### Required action
Lines of the data that contain the word "single" are the ones to copy.

***

PR #310, opened 2020-07-21
Use Py_SetProgramName

SylvainCorlay:
Another way to do things would be to use `PySys_SetArgvEx`, but we still need to convert argv to `wchar_t`.

Another way to do things instead of converting would be to use `wmain` instead of `main`. I am not sure how standard that is.

### DIFF
--- a/src/main.cpp
+++ b/src/main.cpp
@@ -101,6 +101,11 @@ int main(int argc, char* argv[])
     signal(SIGSEGV, handler);
 #endif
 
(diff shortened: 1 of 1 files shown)


SylvainCorlay:
Closing for now.

JohanMabille:
I think the `PySys_SetArgvEx` is more flexible (we may need additional arguments from the command line on the Python side later).

From what I know, `wmain` is specific to Windows.

PR #319, opened 2020-09-04
Enable multiple display

SylvainCorlay:


SylvainCorlay:
This may require some cleanup.

src/xinteractiveshell.hpp
```diff
@@ -20,7 +20,8 @@ namespace xpyt
     {
         static inline void show_in_pager(py::str data, py::kwargs)
         {
-            xdisplay(py::dict("text/plain"_a=data), {}, {}, py::dict(), py::none(), py::none(), false, true);
+            py::kwargs kw = py::dict(py::arg("raw") = true);
+            xdisplay(py::dict("text/plain"_a=data), kw);
```
SylvainCorlay, line 24: Need to check that I can pass a single dict to a function taking py::args.

src/xdisplay.cpp
```diff
@@ -188,120 +188,160 @@ namespace xpyt
...
+                {
+                    interp.display_data(pub_data, pub_metadata, std::move(cpp_transient));
+                }
             }
         }
     }
 
+    void xdisplay(py::args objs, py::kwargs kw)
+    {
+        // Same as xdisplay - passing update = true to xdisplay_impl
```
martinRenou, line 248: You might want to remove this comment or fix it to `// Same as xupdate_display - passing update = false to xdisplay_impl`

SylvainCorlay: Done.

PR #326, opened 2020-10-03
Upgraded to xeus 0.24.2

JohanMabille:


SylvainCorlay:
It weird that build 0 of cppzmq is being pulled

JohanMabille:
We need to rebuild pyzmq because it vendors zeromq on Windows.

SylvainCorlay:
It does not. see my message and my pyzmq feedstock pr.

JohanMabille:
Looks like something went wrong when rebuilding pyzmq-feedstock, it used zeromq 4.3.2 instead of zeromq 4.3.3.

PR #1497, opened 2023-09-22
Add LLVM 17 support

yitzchak:
Uses new pass manager in `llvm-sys:optimize-module` and moves usage of legacy pass manager (still need for codegen) into `llvm-sys:emit-module`.


src/lisp/kernel/cmp/compile-file.lisp
```diff
@@ -144,27 +144,20 @@ and the pathname of the source file - this will also be used as the module initi
...
+                                                                  (llvm-sys:get-triple triple)
+                                                                  ""
+                                                                  ""
+                                                                  target-options
+                                                                  reloc-model
+                                                                  (code-model :jit nil :target-faso-file target-faso-file)
+                                                                  'llvm-sys:code-gen-opt-default
+                                                                  nil)
+                                  output-stream
+                                  nil #|<-dwo-stream|#
```
Bike, line 159: what is dwo stream? Doesn't seem to be documented in LLVM either from a quick search, but might be good to mention... sssssomewhere.

src/llvmo/llvmoExpose.cc
```diff
@@ -642,23 +632,38 @@ CL_DEFMETHOD core::T_sp TargetMachine_O::addPassesToEmitFileAndRunPassManager(Pa
...
     SIMPLE_ERROR("Illegal file type {} for addPassesToEmitFileAndRunPassManager", _rep_(dwo_stream));
   }
-  if (this->wrappedPtr()->addPassesToEmitFile(*passManager->wrappedPtr(), *ostream.get_stream(), dwo_ostream.get_stream(), FileType, true, nullptr)) {
+
+  llvm::legacy::PassManager PM;
+
+  llvm::LLVMTargetMachine* LTM = dynamic_cast<llvm::LLVMTargetMachine*>(TM);
+  if (LTM) {
+    llvm::TargetPassConfig* TPC = LTM->createPassConfig(PM);
+    TPC->setEnableTailMerge(false);
```
Bike, line 641: might be good to mention why we're doing this - iirc drmeister disabled tail merges so that debug info is more accurate. otherwise it just seems kind of random to do it here

Bike (approved):
Assuming this builds, and I'm sure it does, seems fine. You had me at +236 -1,401 honestly

src/llvmo/llvmoExpose.cc
yitzchak: Add comment for that.

src/lisp/kernel/cmp/compile-file.lisp
yitzchak: Apparently it is a Dwarf Object stream. Improved the comment.

PR #1503, opened 2023-09-30
Improve printing of quasiquote

yitzchak:


src/core/write_list.cc
```diff
@@ -44,102 +44,106 @@ THE SOFTWARE.
...
+
+  if (op == cl::_sym_function) {
+    if (tail)
+      return false;
+    clasp_write_string("#'", stream);
+    write_object(oCar(cdr()), stream);
+    return true;
+  }
+
+  T_sp quasiquote = _sym_STARquasiquoteSTAR->symbolValue();
```
Bike, line 69: Might be worth explaining what `*quasiquote*` is for, somewhere, briefly. If I've divined it correctly it's not that complicated - a plist from streams to a "are we currently writing a quasiquote form" marker - but it's nontrivial. Also, does it do okay with nested quasiquotation? As written it looks like printing `(core:unquote foo)` outside of quasiquotation will just print that instead of `,foo`, but how about ``(`(foo `(bar ,,,baz)))`` - will that print with an extra comma even though it has one too many unquotes, instead of as ``(`(foo `(bar (core:unquote ,,baz)))``? (Is this too pedantic to care about?)

src/lisp/kernel/lsp/pprint.lisp
```diff
@@ -705,7 +710,14 @@
 ;;;; Utilities.
 
 (defun pprint-pop-helper (object count stream &aux code)
-  (cond ((not (listp object))
+  (cond ((or (not (listp object))
+             (and (plusp count)
+                  (consp (cdr object))
+                  (null (cddr object))
+                  (or (eq (car object) 'core:quasiquote)
+                      (and (getf core:*quasiquote* (target-stream stream))
```
Bike, line 718: this getf is showing up enough that it might be worthwhile defining a `core:` function for it - `printing-quasiquote-p` or something - to hide the details of what's in `core:*quasiquote*` a bit. Though format-pprint up there would still have to bind it.

Bike (changes requested):
Other than the stuff I mentioned I think this looks good.

src/core/write_list.cc
yitzchak: Correct, it will handling nesting like that. I added a few regression tests that show a few levels of that.

yitzchak: Specifically, because getf returns the first key/value binding as `(list* stream nil core:*quasiquote*)` will ignore the trailing nestings.

src/lisp/kernel/lsp/pprint.lisp
yitzchak: I was going to try do a similar treatment for circle detection. Basically, make the 2-phase circle detection more robust in case of nesting. That is more complex and I need to think about it a bit more. So maybe wait on generalizing or abstracting this idea until then?

Bike: Works for me.

yitzchak: Cool. Thanks.

PR #1507, opened 2023-11-04
Hybrid kernel

yitzchak:


src/core/load.cc
```diff
@@ -178,29 +178,40 @@ CL_DEFUN T_sp core__load_no_package_set(T_sp lsource, T_sp verbose, T_sp print,
...
+          if (cl__equalp(key, pathname->_Type)) {
+            function = oCdar(_hooks);
+            break;
+          }
+        } else {
+          if (magic.nilp()) {
+            T_sp stream = cl__open(pathname, kw::_sym_input, ext::_sym_byte8, nil<T_O>(), false, nil<T_O>(), false, external_format,
+                                   nil<T_O>());
+            uint8_t bytes[4];
+            clasp_read_byte8(stream, bytes, 4);
```
Bike, line 194: Will this signal an error if the file is less than 4 bytes long? I'm not sure it does. Obviously that's a pretty obscure case but I can imagine accidentally trying to load an empty file.

Bike (changes requested):

src/core/load.cc
yitzchak: No, it will just return what it can read which won't match the 4 byte magic numbers. I tested this with a "touch" to make an empty file.

Bike: Works

Bike (approved):

PR #1508, opened 2023-11-06
Cleanup build

yitzchak:
- Remove `:object`, `:ll`, `:bc`, and `:fasl` build modes
- Replace `core:*clasp-build-mode*` and `cmp:*default-object-type*` with `cmp:*default-output-type*`
- Remove .fasp, .faspbc and .faspll file extension
- Replace CLASP_BUILD_MODE define with DEFAULT_OUTPUT_TYPE_BYTECODE, DEFAULT_OUTPUT_TYPE_FASO, etc
- Disable intrinsics-cxx.bc and other bitcode files that are unused in build
- Use single expected failures file for ansi-test
- Remove functions that aren't being used anymore

### DIFF
--- a/RELEASE_NOTES.md
+++ b/RELEASE_NOTES.md
@@ -7,6 +7,9 @@
 * New build mode `:bytecode-faso` which builds the kernel as native
   code (FASO) while the bytecode compiler is active.
 
+## Removed
+* Obsolete `:object`, `:ll`, `:bc`, and `:fasl` build modes.
+
 # Version 2.4.0 (LLVM15-17) 2023-10-01
 
 ## Added


src/lisp/regression-tests/system-construction.lisp
```diff
@@ -21,13 +21,13 @@
     (cmp::cfp-output-extension :fasl)
     (pathname-type (compile-file-pathname "test.lisp")))))
 
-(test-true compile-file-pathname-3a
+#+(or)(test-true compile-file-pathname-3a
```
Bike, line 24: if we no longer support bitcode output we should just axe this test code.

src/lisp/regression-tests/system-construction.lisp
```diff
@@ -49,7 +49,7 @@
 ;;; crosscompiling sbcl
 (test-true compile-file-serial-no-faso
  (let ((cmp::*compile-file-parallel* nil)
-       (core:*clasp-build-mode* :faso)
+       (cmp:*default-output-type* :faso)
```
Bike, line 52: it might be better to use the `:output-type` parameter to `compile-file` rather than the special variable.

src/llvmo/cscript.lisp
```diff
@@ -13,7 +13,7 @@
            #~"runtimeJit.cc"
            #~"clbindLlvmExpose.cc")
 
-(k:sources :bitcode
-           #~"intrinsics.cc"
-           #~"builtins.cc")
-
+; We probably don't need this anymore.
```
Bike, line 16: again, if we don't support bitcode builds, we should take the plunge and outright delete this.

Bike (approved):
Some minor stuff but I think this is basically great. So much old code gone

src/lisp/regression-tests/system-construction.lisp
yitzchak: Axed.

src/lisp/regression-tests/system-construction.lisp
yitzchak: Done

src/llvmo/cscript.lisp
yitzchak: Axed.

PR #1516, opened 2023-11-22
Add abort argument to close

yitzchak:


yitzchak:
I used a T_sp versus bool to avoid casting it back and forth, specifically for the concatenate streams, etc.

***

### Solution
SylvainCorlay, line 24: Need to check that I can pass a single dict to a function taking py::args.
- Use single expected failures file for ansi-test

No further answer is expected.